START Recorded information

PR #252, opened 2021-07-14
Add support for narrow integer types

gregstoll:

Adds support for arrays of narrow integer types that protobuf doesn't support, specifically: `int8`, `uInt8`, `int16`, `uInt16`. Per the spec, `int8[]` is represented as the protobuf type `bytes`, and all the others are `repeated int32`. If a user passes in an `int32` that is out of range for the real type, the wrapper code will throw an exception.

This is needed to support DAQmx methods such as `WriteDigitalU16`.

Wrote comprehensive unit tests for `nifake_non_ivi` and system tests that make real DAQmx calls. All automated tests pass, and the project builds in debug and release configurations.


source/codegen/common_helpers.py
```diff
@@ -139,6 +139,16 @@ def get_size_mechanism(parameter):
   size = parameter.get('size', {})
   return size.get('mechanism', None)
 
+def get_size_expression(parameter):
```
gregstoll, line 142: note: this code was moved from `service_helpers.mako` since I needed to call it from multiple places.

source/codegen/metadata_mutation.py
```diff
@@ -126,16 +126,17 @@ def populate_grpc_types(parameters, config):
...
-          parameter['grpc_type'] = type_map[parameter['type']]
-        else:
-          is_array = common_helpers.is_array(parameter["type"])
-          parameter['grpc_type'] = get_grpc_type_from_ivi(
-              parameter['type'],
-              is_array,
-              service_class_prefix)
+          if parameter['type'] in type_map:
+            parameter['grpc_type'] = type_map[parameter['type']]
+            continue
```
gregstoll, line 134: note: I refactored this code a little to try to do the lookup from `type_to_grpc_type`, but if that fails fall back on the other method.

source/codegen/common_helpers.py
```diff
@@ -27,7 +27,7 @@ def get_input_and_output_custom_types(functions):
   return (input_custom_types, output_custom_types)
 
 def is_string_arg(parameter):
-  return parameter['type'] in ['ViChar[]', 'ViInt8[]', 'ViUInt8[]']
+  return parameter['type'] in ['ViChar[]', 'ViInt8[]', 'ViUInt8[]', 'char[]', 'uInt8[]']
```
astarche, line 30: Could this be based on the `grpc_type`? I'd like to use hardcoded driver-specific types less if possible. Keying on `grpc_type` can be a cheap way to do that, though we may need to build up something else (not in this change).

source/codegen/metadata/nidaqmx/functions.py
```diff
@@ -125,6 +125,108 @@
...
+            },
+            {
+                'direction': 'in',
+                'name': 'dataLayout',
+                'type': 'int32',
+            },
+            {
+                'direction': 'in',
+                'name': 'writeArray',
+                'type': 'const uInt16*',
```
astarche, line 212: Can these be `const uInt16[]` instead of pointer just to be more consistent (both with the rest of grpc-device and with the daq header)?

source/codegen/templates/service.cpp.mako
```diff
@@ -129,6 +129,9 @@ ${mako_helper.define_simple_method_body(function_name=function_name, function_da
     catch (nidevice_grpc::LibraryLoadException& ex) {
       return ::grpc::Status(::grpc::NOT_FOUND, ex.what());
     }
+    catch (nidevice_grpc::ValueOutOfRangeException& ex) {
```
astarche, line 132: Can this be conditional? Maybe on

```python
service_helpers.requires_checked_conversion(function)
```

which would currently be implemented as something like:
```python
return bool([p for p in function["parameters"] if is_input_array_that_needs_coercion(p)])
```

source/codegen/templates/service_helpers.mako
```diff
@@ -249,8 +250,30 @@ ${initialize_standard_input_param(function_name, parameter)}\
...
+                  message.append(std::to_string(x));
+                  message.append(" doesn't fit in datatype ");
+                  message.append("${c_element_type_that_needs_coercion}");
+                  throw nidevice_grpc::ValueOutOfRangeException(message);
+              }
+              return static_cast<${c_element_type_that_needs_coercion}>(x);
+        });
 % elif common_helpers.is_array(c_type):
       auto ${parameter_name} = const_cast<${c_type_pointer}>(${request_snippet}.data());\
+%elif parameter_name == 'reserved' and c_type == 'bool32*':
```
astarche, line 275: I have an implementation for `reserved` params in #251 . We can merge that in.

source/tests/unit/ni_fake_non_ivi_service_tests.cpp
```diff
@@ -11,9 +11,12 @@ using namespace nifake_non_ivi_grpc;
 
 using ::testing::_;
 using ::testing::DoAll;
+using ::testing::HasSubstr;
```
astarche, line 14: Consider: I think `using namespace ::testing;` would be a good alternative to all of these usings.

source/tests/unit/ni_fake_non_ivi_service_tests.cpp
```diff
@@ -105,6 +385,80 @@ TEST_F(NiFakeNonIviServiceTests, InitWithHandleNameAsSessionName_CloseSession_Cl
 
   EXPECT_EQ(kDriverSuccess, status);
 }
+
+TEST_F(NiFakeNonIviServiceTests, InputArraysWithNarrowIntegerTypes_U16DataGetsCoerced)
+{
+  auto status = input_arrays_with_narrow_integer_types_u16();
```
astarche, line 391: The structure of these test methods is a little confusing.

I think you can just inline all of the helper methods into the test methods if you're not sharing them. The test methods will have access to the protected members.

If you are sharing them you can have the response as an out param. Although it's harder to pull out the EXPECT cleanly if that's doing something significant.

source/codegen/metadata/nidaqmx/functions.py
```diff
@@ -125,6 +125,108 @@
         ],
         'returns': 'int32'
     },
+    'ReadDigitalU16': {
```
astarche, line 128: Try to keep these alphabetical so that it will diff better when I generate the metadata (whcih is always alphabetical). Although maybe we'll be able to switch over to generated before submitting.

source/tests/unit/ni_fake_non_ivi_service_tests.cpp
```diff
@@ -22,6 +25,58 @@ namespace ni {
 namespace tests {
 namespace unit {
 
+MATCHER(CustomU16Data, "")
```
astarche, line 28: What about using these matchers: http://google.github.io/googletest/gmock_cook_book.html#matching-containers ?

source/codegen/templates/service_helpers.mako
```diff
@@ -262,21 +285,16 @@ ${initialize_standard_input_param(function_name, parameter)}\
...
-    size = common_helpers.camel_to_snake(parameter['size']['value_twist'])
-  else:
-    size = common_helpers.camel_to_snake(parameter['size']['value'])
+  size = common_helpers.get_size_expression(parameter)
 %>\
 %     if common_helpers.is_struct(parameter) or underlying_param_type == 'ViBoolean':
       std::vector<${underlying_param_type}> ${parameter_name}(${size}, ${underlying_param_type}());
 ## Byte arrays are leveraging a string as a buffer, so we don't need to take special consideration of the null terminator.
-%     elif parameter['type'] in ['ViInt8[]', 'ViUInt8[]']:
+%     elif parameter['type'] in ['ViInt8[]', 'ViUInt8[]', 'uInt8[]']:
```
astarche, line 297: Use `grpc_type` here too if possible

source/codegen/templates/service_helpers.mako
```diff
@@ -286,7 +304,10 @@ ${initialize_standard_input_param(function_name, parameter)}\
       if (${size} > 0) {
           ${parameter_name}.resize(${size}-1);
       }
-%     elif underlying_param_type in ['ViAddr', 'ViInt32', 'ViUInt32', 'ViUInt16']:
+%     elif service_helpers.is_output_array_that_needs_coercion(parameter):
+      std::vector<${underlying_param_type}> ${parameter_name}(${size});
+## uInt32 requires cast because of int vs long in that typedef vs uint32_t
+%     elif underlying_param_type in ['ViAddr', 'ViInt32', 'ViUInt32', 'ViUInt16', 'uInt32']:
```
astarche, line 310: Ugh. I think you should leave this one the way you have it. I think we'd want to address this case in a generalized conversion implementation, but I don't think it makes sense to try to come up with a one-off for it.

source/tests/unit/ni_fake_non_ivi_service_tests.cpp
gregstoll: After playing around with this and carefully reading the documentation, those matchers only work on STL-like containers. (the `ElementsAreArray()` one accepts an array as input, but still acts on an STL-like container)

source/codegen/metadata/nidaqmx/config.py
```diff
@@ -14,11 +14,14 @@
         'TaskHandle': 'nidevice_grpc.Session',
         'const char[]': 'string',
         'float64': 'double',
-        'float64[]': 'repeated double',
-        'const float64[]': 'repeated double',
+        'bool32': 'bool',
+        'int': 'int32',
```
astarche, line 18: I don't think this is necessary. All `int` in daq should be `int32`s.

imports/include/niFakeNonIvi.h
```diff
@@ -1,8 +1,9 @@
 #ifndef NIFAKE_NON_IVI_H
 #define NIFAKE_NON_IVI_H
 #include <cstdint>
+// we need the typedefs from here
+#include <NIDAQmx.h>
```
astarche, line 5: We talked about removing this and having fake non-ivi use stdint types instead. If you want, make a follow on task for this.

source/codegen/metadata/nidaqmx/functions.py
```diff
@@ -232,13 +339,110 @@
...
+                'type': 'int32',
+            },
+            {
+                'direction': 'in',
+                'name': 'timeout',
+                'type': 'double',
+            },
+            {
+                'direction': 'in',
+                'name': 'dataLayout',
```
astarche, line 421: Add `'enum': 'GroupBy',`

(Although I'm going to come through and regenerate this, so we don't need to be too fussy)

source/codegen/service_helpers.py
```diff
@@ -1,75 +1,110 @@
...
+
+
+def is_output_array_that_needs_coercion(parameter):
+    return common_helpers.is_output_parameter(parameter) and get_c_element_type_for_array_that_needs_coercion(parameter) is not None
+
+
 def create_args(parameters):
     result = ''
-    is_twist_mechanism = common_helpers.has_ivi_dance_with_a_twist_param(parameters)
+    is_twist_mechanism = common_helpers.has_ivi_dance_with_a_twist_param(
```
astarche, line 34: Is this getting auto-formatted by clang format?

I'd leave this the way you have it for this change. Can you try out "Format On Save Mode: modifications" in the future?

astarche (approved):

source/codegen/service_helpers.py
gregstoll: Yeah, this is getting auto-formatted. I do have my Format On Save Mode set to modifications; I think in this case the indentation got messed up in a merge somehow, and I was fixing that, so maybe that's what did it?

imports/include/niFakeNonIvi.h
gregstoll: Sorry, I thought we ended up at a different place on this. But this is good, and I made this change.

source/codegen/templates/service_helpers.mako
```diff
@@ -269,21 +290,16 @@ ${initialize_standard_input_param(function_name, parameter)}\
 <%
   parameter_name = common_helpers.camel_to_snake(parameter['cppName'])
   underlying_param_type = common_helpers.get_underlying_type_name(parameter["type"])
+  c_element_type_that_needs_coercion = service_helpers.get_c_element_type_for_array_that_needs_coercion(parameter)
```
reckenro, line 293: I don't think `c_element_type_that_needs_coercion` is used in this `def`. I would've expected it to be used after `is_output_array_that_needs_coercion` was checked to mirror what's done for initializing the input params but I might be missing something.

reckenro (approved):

END Recorded information

### What you are asked to do
If a line in the entries includes the word "reserved", copy that line out.

### Output of the exercise
+%elif parameter_name == 'reserved' and c_type == 'bool32*':
astarche, line 275: I have an implementation for `reserved` params in #251 . We can merge that in.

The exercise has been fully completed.